[Stored items]
PR #23202, opened 2023-01-19
Introduce node IDs

pchaigno:
This pull request introduces node ID, node-scoped 16-bits-long unique identifiers for remote nodes. Those IDs are allocated locally and plugged into the ipcache and tunnel maps. In a subsequent pull request, the datapath will use them to identify remote nodes.

Summary of commits:
1. Introduces the allocation and deallocation logic for the node IDs. IDs are attached to node IP addresses.
2. Exposes the node IDs and their associated IP addresses via the agent's API.
3. Introduces a new CLI command to dump the node IDs and their associated IP addresses.
4. Plugs the node IDs in the ipcache. Each pod gets the node ID corresponding to the node they run on.
5. Gives the tunnel map its own struct for keys and values, in preparation for the subsequent commit.
6. Plugs the node IDs in the tunnel map.

```release-note
Introduce node IDs in the datapath and the agent, so datapath can later use them to identify remote nodes
```

PR #26247, opened 2023-06-15
 pkg/datapath: Prefer v4 Node IP addr for NodeID allocation

brb:
Previously, node IDs were meant to be allocated per node regardless of node IP addr families. However, this became problematic when running Cilium with both v4 and v6 enabled. Sometimes Cilium could have allocated two different IDs for the same node. This confused XFRM states or IPcache \[1\].

A proper solution is to use node name or other than node IP addr as a reference for node ID allocations. Unfortunately, it's not possible, as the node ID allocation can happen in the pkg/ipcache (see AllocateNodeID), which is not aware of node object. Because of this limitation, we could allocate node IDs per each IP familiy for a given node. However, CiliumEndpoint prefers IPv4 address for host IP, so IPv6 of a node is not always accessible to the pkg/ipcache.

To fix the issue, let's prefer v4 node IP addr. This is the same as we do in CiliumEndpoint creation.

\[1\]: https://github.com/cilium/cilium/issues/26114#issuecomment-1587906785

Fixes: https://github.com/cilium/cilium/pull/23202

### DIFF
--- a/pkg/datapath/linux/node_ids.go
+++ b/pkg/datapath/linux/node_ids.go
@@ -93,14 +93,13 @@ func (n *linuxNodeHandler) getNodeIDForIP(nodeIP net.IP) (uint16, bool) {
 	return 0, false
 }
 
-// getNodeIDForNode gets the node ID for the given node if one was allocated
-// for any of the node IP addresses. If none is found, 0 is returned.
+// getNodeIDForNode gets the node ID for the given node if one was allocated.
+// If none if found, 0 is returned.
 func (n *linuxNodeHandler) getNodeIDForNode(node *nodeTypes.Node) uint16 {
 	nodeID := uint16(0)
-	for _, addr := range node.IPAddresses {
-		if id, exists := n.nodeIDsByIPs[addr.IP.String()]; exists {
-			nodeID = id
-		}
+	nodeIP := n.getNodeIPForIDAllocation(node)
+	if id, exists := n.nodeIDsByIPs[nodeIP]; exists {
+		nodeID = id
 	}
 	return nodeID
 }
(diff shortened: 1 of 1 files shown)


pkg/datapath/linux/node_ids.go
```diff
@@ -93,14 +99,13 @@ func (n *linuxNodeHandler) getNodeIDForIP(nodeIP net.IP) (uint16, bool) {
 	return 0, false
 }
 
-// getNodeIDForNode gets the node ID for the given node if one was allocated
-// for any of the node IP addresses. If none is found, 0 is returned.
+// getNodeIDForNode gets the node ID for the given node if one was allocated.
+// If none if found, 0 is returned.
```
ldelossa, line 97:
```suggestion
// If none is found, 0 is returned.
```

pkg/datapath/linux/node_ids.go
```diff
@@ -308,3 +301,23 @@ func (n *linuxNodeHandler) registerNodeIDAllocations(allocatedNodeIDs map[string
...
+
+// getNodeIPForAllocation is a helper function which tries to retrieve a node IP used
+// for node ID allocations from a given Node object.
+//
+// If the IPv4 is enabled, then IPv4 addr is preferred. This is because we use
+// node IPv4 addr in CiliumEndpoint objects. The node IP addr from CiliumEndpoint
+// is used to create IPcache entries. The latter's creation might invoke the
+// node ID allocation. So, we want to ensure that we always use the same IP addr
+// for the same node when allocating IDs.
+func (n *linuxNodeHandler) getNodeIPForAllocation(node *nodeTypes.Node) string {
```
ldelossa:
```suggestion
func (n *linuxNodeHandler) getNodeIPForIDAllocation(node *nodeTypes.Node) string {
```

pkg/datapath/linux/node_ids.go
```diff
@@ -308,3 +301,23 @@ func (n *linuxNodeHandler) registerNodeIDAllocations(allocatedNodeIDs map[string
...
+	for _, addr := range node.IPAddresses {
```
ldelossa: Just to confirm, the first ipv4 address found in this `node.IPAddresses` will be picked, this is desired?

ldelossa (approved):
Logic checks out. 

Few nits

pkg/datapath/linux/node_ids.go
brb: Your comment pointed to an issue I was not aware of. Actually, a node might have two IPv4 addrs - Internal and External. We need to prefer the former.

(EXERCISE PROMPT)
Print the first line of the records above and each line after it, exactly, through the line with "Previously, node IDs".

(SOLUTION TO THE EXERCISE)
PR #23202, opened 2023-01-19
Introduce node IDs

pchaigno:
This pull request introduces node ID, node-scoped 16-bits-long unique identifiers for remote nodes. Those IDs are allocated locally and plugged into the ipcache and tunnel maps. In a subsequent pull request, the datapath will use them to identify remote nodes.

Summary of commits:
1. Introduces the allocation and deallocation logic for the node IDs. IDs are attached to node IP addresses.
2. Exposes the node IDs and their associated IP addresses via the agent's API.
3. Introduces a new CLI command to dump the node IDs and their associated IP addresses.
4. Plugs the node IDs in the ipcache. Each pod gets the node ID corresponding to the node they run on.
5. Gives the tunnel map its own struct for keys and values, in preparation for the subsequent commit.
6. Plugs the node IDs in the tunnel map.

```release-note
Introduce node IDs in the datapath and the agent, so datapath can later use them to identify remote nodes
```

PR #26247, opened 2023-06-15
 pkg/datapath: Prefer v4 Node IP addr for NodeID allocation

brb:
Previously, node IDs were meant to be allocated per node regardless of node IP addr families. However, this became problematic when running Cilium with both v4 and v6 enabled. Sometimes Cilium could have allocated two different IDs for the same node. This confused XFRM states or IPcache \[1\].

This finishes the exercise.